- [What needs to be done]: Which lines in the data below contain the string "truth"? Show each one.

- [Material provided]:
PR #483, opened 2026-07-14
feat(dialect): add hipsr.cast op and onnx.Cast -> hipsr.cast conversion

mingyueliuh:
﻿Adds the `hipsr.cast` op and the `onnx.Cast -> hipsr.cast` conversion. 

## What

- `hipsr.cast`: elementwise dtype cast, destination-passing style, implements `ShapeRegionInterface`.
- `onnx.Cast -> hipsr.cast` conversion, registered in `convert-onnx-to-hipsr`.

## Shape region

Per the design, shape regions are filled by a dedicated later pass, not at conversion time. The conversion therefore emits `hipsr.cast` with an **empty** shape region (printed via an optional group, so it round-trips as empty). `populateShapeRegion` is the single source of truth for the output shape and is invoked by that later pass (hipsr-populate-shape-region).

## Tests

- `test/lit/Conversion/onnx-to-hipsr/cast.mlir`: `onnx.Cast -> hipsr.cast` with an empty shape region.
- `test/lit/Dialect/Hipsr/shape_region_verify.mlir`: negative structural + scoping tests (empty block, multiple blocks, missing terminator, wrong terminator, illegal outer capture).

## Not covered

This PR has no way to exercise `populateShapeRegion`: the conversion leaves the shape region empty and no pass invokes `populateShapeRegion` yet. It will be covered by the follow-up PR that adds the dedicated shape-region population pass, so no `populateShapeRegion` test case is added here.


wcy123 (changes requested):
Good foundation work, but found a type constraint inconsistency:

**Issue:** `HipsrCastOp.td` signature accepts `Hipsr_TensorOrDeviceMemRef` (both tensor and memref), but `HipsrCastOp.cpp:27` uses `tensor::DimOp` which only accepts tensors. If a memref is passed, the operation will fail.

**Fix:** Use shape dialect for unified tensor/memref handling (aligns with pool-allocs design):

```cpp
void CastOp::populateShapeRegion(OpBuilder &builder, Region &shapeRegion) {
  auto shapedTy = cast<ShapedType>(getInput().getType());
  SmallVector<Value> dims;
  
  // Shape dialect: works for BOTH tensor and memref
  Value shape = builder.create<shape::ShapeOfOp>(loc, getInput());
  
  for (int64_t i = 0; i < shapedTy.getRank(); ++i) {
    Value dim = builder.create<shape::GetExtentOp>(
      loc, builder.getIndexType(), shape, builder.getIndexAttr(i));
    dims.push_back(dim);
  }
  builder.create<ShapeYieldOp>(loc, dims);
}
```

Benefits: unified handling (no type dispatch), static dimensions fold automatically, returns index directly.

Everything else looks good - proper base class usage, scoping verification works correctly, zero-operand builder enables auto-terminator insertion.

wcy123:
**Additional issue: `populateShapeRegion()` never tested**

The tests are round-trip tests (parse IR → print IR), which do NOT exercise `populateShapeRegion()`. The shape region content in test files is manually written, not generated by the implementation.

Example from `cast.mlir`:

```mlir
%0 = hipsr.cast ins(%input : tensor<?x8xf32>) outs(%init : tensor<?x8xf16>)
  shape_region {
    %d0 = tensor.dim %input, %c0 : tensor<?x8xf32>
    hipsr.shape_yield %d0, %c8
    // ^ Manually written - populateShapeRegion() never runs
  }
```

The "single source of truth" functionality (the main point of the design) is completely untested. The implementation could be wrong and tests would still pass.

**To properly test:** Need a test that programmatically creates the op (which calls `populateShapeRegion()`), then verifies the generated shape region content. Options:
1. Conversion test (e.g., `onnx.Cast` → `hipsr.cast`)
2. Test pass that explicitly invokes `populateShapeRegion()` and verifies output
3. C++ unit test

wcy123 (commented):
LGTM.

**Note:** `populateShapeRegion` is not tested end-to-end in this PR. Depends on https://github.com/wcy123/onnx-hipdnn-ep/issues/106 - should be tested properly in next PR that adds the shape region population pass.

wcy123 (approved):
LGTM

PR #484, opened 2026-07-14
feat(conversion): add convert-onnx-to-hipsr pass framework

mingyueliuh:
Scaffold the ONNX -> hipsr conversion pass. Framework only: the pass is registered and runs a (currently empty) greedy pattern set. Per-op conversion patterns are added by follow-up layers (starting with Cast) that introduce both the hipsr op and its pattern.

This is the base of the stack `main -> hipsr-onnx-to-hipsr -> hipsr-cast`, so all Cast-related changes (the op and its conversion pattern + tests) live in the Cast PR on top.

- [Output for this task]:
Per the design, shape regions are filled by a dedicated later pass, not at conversion time. The conversion therefore emits `hipsr.cast` with an **empty** shape region (printed via an optional group, so it round-trips as empty). `populateShapeRegion` is the single source of truth for the output shape and is invoked by that later pass (hipsr-populate-shape-region).
The "single source of truth" functionality (the main point of the design) is completely untested. The implementation could be wrong and tests would still pass.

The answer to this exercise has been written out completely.